The need for most or all of these patches will hopefully go away gradually as open BigQuery feature requests get addressed. In the meantime, I’m going to continue looking into what other changes are needed to run things beyond the achilles scripts.

schuemie · May 25, 2017, 6:41am

Impressive work!

I’d be happy to include a patch in SqlRender, since the effect will clearly be isolated to BigQuery translations only. But before we do, I would like to see some unit tests added for BigQuery, including tests specifically for the GROUP BY fix. Unit tests can be found here,

We also highly recommend making a BigQuery instance available (through secure credentials) for testing as part of our continuous integration. For example, we test that Achilles at least doesn’t break for three platforms with each push to the repo. It would be great if we could add BigQuery to that.

MatthewYoungLai · May 25, 2017, 3:45pm

Sounds good! I’ll add unit tests and otherwise get the changes ready to submit pull requests.

A few questions related to setting up a test instance:

I’ll probably want to provide credentials as a userid and a p12 file. Will it be possible to store that file somewhere on the machine that runs the continuous integration so that the password field can reference the path of the file?
How is access to the testing credentials controlled and how many people have access?
How often does the continuous integration run every day? (This may be relevant for setting up quota for the instance.)
What data should be in the test instance? Would a complete schema with all empty tables be sufficient since the continuous integration isn’t checking results?

schuemie · May 26, 2017, 11:01am

To answer your questions:

In the past we’ve set credentials as environmental variables on Travis. I don’t have experience with p12 files, but imagine we could encode a p12 file as an environmental variable.
The credentials are set on Travis. The only two persons who have access to setting the variables are me and @msuchard. In theory, a malicious submitter could push code that reveals the environmental variables, but that would be (a) immediately apparent, (b) completely traceable to the villain, and © could still only be one of the OHDSI developers.
Continuous integration runs whenever someone pushes to the master branch of the repository. As you can see here, that happens once every few days for Achilles.
Yes, for now just having the empty tables of the CDM schema should be sufficient.If we think of more elaborate unit tests we will need to think of a data set that should be included in all testing environments, but we have not made any plans to do so.

MatthewYoungLai · May 26, 2017, 9:20pm

Thanks, I just created a pull request for the SqlRender changes: https://github.com/OHDSI/SqlRender/pull/70

I’ll set up the test environment and submit additional patches for Achilles and DatabaseConnector next week.

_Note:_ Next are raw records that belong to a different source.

PR #1598, opened 2025-05-16
misc: only run release branch workflow on public repo

0marperez:
## Issue \#

N/A

## Description of changes

### DIFF
--- a/.github/workflows/update-release-branch.yml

MatthewYoungLai · May 31, 2017, 10:33pm

Two more pull requests: https://github.com/OHDSI/SqlRender/pull/71 , https://github.com/OHDSI/DatabaseConnector/pull/39

The second one seems to have failed the continuous build, but I think it’s for unrelated reasons. Please let me know if it looks otherwise.

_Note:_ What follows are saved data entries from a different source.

PR #1599, opened 2025-05-16
feat: api ref doc sidebar optimization

xinsong-cui:
## Description of changes


build.gradle.kts
```diff
@@ -119,6 +122,83 @@ allprojects {
...
+            dokkaOutputDir.walkTopDown()
+                .filter { it.isFile && it.name.endsWith(".html") }
+                .forEach { file ->
+                    val updatedContent = file.readLines().filterNot { line ->
+                        line.contains("""scripts/navigation-loader.js""")
+                    }.joinToString("\n")
+
+                    file.writeText(updatedContent)
+                }
+        }
```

The two changes above are enough to get the heel script working. (I just had the achilles script working before, and will have more followup changes to get the export scripts working as well.)

I also have a test environment set up now. How would you like me to pass over the credentials? One option if you have a gmail account is for me to put them in a GCS bucket and give your account permission to download from there.